What made this experiment conceptually significant was its iterative structure. The BBI was not delivering a pre-formed message in a single transmission. It was sustaining a genuine dialogue a back-and-forth communicative exchange in which each signal received shaped the next signal requested. The loop between minds was not just open; it was dynamic. The questioner’s brain was performing inference on neural information, using it to make decisions, and those decisions were generating the conditions for the next neural signal. The two brains were, in a meaningful sense, thinking together.
The field’s most ambitious achievement arrived in 2019, when Linxing Jiang, Andrea Stocco, and Rajesh Rao published a paper in Scientific Reports describing a system they called BrainNet the world’s first multi-person brain-to-brain interface network. Instead of one sender and one receiver, BrainNet connected three people simultaneously.
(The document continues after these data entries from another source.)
Issue #873, opened 2019-01-03
Attendee 1 form is missing, on ee4 sandbox, when multi-attendee registration 


joshfeck:
**Describe the bug**

Attendee 1 form is missing when "Personal Information" Group is required for additional attendees & multiple tickets are registered for. 

**To Reproduce**

1. Go to https://ee4m.eventespresso.com/happenings/2019-event/ **or** set up an event that requires the Personal Information Group for Additional Attendees
2. Select 2 or more tickets, and submit TS form
3. You'll be redirected to SPCO step 1
4. See missing attendee 1 form

**Expected behavior**

Attendee 1 form included
**Screenshots**

![screen shot 2019-01-02 at 6 09 54 pm](https://user-images.githubusercontent.com/891156/50620065-4b8a1000-0ecb-11e9-8230-fce0eed50c47.png)

**Environment:**
 - Version of Event Espresso: current master
 - Version of WordPress: 5.0
 - Browser: Firefox, Chrome
 - PHP Version 7.1.25

**Additional context**

**Not** an issue on this other site, also running EE4 master:
https://josh.eventespresso.com/events/wordpress-5/

joshfeck:
Update: This is only an issue on master, not in the release (4.9.75.p)

tn3rb:
`4.9.76.rc.006` appears to still be good, but issue starts in `4.9.76.rc.007`

mnelson4:
caused by https://github.com/eventespresso/event-espresso-core/pull/798/files#diff-7ec6cba948e6194ffe136de7715e376bR186

joshfeck:
I guess #875 wasn't properly linked to this issue so it did not auto-close.

PR #875, opened 2019-01-03
instead of only using FKs to identify a duplicate, use all the columns

mnelson4:

Fixes an unreleased issue from https://github.com/eventespresso/event-espresso-core/pull/798 which caused primary attendee question groups to be disassociated with their event.
See https://github.com/eventespresso/event-espresso-core/issues/873
This fixes it by, instead of only considering a join table row a duplicate based solely on its foreign keys, also take into account other columns (in the case of event-question-group, its `EQG_primary` value). This causes the primary question group relation to not get overwritten.

**Note**: if you have an event on which you were reproducing https://github.com/eventespresso/event-espresso-core/issues/873, just switching to this branch and updating the event **won't** fix it. This just prevents the issue from occurring in the future for newly saved events. (IMO that's ok because this hasn't been released yet, so it's just us EE team who are inconvenienced- had it been released we'd want to retroactively fix those events)

## How has this been tested

* [ ] 1. Set up an event that requires the Personal Information Group for Additional Attendees
2. Select 2 or more tickets, and submit TS form
3. You'll be redirected to SPCO step 1
4. See missing attendee 1 form

## Checklist

* [ ] My code is tested.

### DIFF
--- a/core/db_models/relations/EE_HABTM_Relation.php
+++ b/core/db_models/relations/EE_HABTM_Relation.php
@@ -183,11 +183,6 @@ class EE_HABTM_Relation extends EE_Model_Relation_Base
         // the other tables) use the joining model directly!
         if (! $existing_entry_in_join_table) {
             $this->get_join_model()->insert($all_fields);
-        } else {
-            $this->get_join_model()->update(
-                $all_fields,
-                array($foreign_keys)
-            );
         }
         return $other_model_obj;
     }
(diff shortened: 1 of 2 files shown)


joshfeck:
Original issue is fixed, but now we're seeing duplicated entries in the esp_event_question_group table added each time the event is saved.

screen shot 2019-01-03 at 5 30 01 pm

Two of them served as Senders and one as the Receiver, collaborating on a Tetris-like game in which a falling block either needed to be rotated before landing or left as it was. Each Sender could see the game and made an independent neural recommendation rotate, encoded as right-hand imagery, or do not rotate, encoded as left-hand imagery. Both recommendations were EEG-decoded in real time and transmitted via internet to the Receiver’s laboratory. The Receiver, who could not see the game, received TMS phosphenic signals encoding both Senders’ votes, integrated them, made a decision, and implemented it in the game.
Across five groups of three participants, BrainNet achieved a mean task accuracy of 81.25 percent. But the most striking result was what happened when the researchers introduced a saboteur. In a subset of trials, one Sender was programmed to provide systematically incorrect recommendations. The Receiver’s brain, receiving conflicting signals from the two Senders, began over successive trials to downweight the unreliable source without being told to do so, without any explicit feedback about which Sender was trustworthy. The neural network was performing implicit social cognition. One brain was learning, in real time, to evaluate the credibility of another brain’s transmissions and adjust its behavior accordingly. This was not just signal relay. It was something that begins to look like collective intelligence.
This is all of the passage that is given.